**Exercise details**:
Exactly the line that contains "fix(perf): switch global" and the lines following it to the end of the data are to be reproduced, and nothing more.

**Data shown**:
════════════════

PR #14691, opened 2024-10-15
fix(perf): switch global allocator to mimalloc

x-hgg-x:

Follow-up of https://github.com/Eh2406/pubgrub-crates-benchmark/issues/6#issuecomment-2408905423.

════════════════

**Result of this task**:
fix(perf): switch global allocator to mimalloc

x-hgg-x:

Follow-up of https://github.com/Eh2406/pubgrub-crates-benchmark/issues/6#issuecomment-2408905423.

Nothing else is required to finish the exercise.